▸ **WHAT TO WORK ON**
Set down a word-for-word copy of the data below, limited to the lines from the first through the line with "- GPU driver".

▸ **PROVIDED RECORDS**
PR #378, opened 2026-03-29
gpu-drivers: add Kisak-Mesa PPA for latest Mesa drivers

JBailes:
## Summary
- Adds the [Kisak-Mesa PPA](https://launchpad.net/~kisak/+archive/ubuntu/kisak-mesa) to the GPU drivers container build
- GPU driver packages (`va-driver-all`, `intel-media-va-driver-non-free`, etc.) now resolve from the PPA's newer Mesa builds instead of the base image's default repositories
- `software-properties-common` is installed temporarily and purged after adding the PPA to keep the image lean

## Test plan
- [ ] Verify container builds successfully with the PPA
- [ ] Confirm Mesa driver versions in the built image come from Kisak-Mesa
- [ ] Test GPU acceleration functionality with the updated drivers

### DIFF
--- a/docker/gpu-drivers.Dockerfile
+++ b/docker/gpu-drivers.Dockerfile
@@ -12,12 +12,8 @@ ARG REQUIRED_PACKAGES="va-driver-all intel-media-va-driver-non-free \
                        libva-drm2 libva-x11-2 libvpl2"
 
 RUN apt-get update -y && \
-    apt-get install -y --no-install-recommends software-properties-common && \
-    add-apt-repository -y ppa:kisak/kisak-mesa && \
-    apt-get update -y && \
     apt-get install -y --no-install-recommends \
     $REQUIRED_PACKAGES && \
-    apt-get remove -y --purge software-properties-common && \
     rm -rf /var/lib/apt/lists/*
 
 # libmfx is not available in Ubuntu 25.04 so we are building from sources (see: https://github.com/games-on-whales/wolf/issues/221)
--- a/docker/gpu-drivers.Dockerfile
+++ b/docker/gpu-drivers.Dockerfile
@@ -12,8 +12,12 @@ ARG REQUIRED_PACKAGES="va-driver-all intel-media-va-driver-non-free \
                        libva-drm2 libva-x11-2 libvpl2"
 
 RUN apt-get update -y && \
+    apt-get install -y --no-install-recommends software-properties-common && \
+    add-apt-repository -y ppa:kisak/kisak-mesa && \
+    apt-get update -y && \
     apt-get install -y --no-install-recommends \
     $REQUIRED_PACKAGES && \
+    apt-get remove -y --purge software-properties-common && \
     rm -rf /var/lib/apt/lists/*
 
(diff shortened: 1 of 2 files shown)


ABeltramo:
Btw, we should move the Mesa PPA to the base GOW image (`base-app`), the driver needs to be the same in both Wolf and all the apps!

JBailes:
> Btw, we should move the Mesa PPA to the base GOW image (`base-app`), the driver needs to be the same in both Wolf and all the apps!

You got it. Let me get over this quirk with Cargo and Rust, then I'll add that to this PR!

JBailes:
The build failure isn't related to the Kisak-Mesa PPA changes. It's a pre-existing issue in `wolf.Dockerfile`.

`cargo install cargo-c@0.10.20` is failing because transitive dependencies (`cargo-credential-libsecret@0.5.5`, `cargo-util@0.2.27`, `crates-io@0.40.17`) have published new versions requiring rustc 1.92, but the image has rustc 1.91.1. Without `--locked`, cargo resolves the latest compatible versions of those deps rather than the ones that shipped with the release.

Fix: add `--locked` to pin deps to the versions from the `cargo-c@0.10.20` lockfile:

```dockerfile
cargo install cargo-c@0.10.20 --locked
```

The error message itself suggests this: "Try re-running `cargo install` with `--locked`"

ABeltramo:
Since https://github.com/games-on-whales/gow/pull/301 is merged we should retry building Wolf on top of that now

JBailes:
> Since [games-on-whales/gow#301](https://github.com/games-on-whales/gow/pull/301) is merged we should retry building Wolf on top of that now

Success, Abe!

docker/gpu-drivers.Dockerfile
```diff
@@ -12,8 +12,12 @@ ARG REQUIRED_PACKAGES="va-driver-all intel-media-va-driver-non-free \
                        libva-drm2 libva-x11-2 libvpl2"
 
 RUN apt-get update -y && \
+    apt-get install -y --no-install-recommends software-properties-common && \
+    add-apt-repository -y ppa:kisak/kisak-mesa && \
+    apt-get update -y && \
     apt-get install -y --no-install-recommends \
     $REQUIRED_PACKAGES && \
+    apt-get remove -y --purge software-properties-common && \
     rm -rf /var/lib/apt/lists/*
```
ABeltramo, line 17: The changes here should be removed since it's already part of `base-app` 😉

ABeltramo (changes requested):

docker/gpu-drivers.Dockerfile
JBailes: Gotcha. But we are going to have to keep the cargo changes, hm...

JBailes: Fixed @ABeltramo , the cargo changes remain (Which are required to build Wolf), these are reverted.

JBailes:
Ready for merge @ABeltramo!

ABeltramo (approved):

▸ **RESULT**
PR #378, opened 2026-03-29
gpu-drivers: add Kisak-Mesa PPA for latest Mesa drivers

JBailes:
## Summary
- Adds the [Kisak-Mesa PPA](https://launchpad.net/~kisak/+archive/ubuntu/kisak-mesa) to the GPU drivers container build
- GPU driver packages (`va-driver-all`, `intel-media-va-driver-non-free`, etc.) now resolve from the PPA's newer Mesa builds instead of the base image's default repositories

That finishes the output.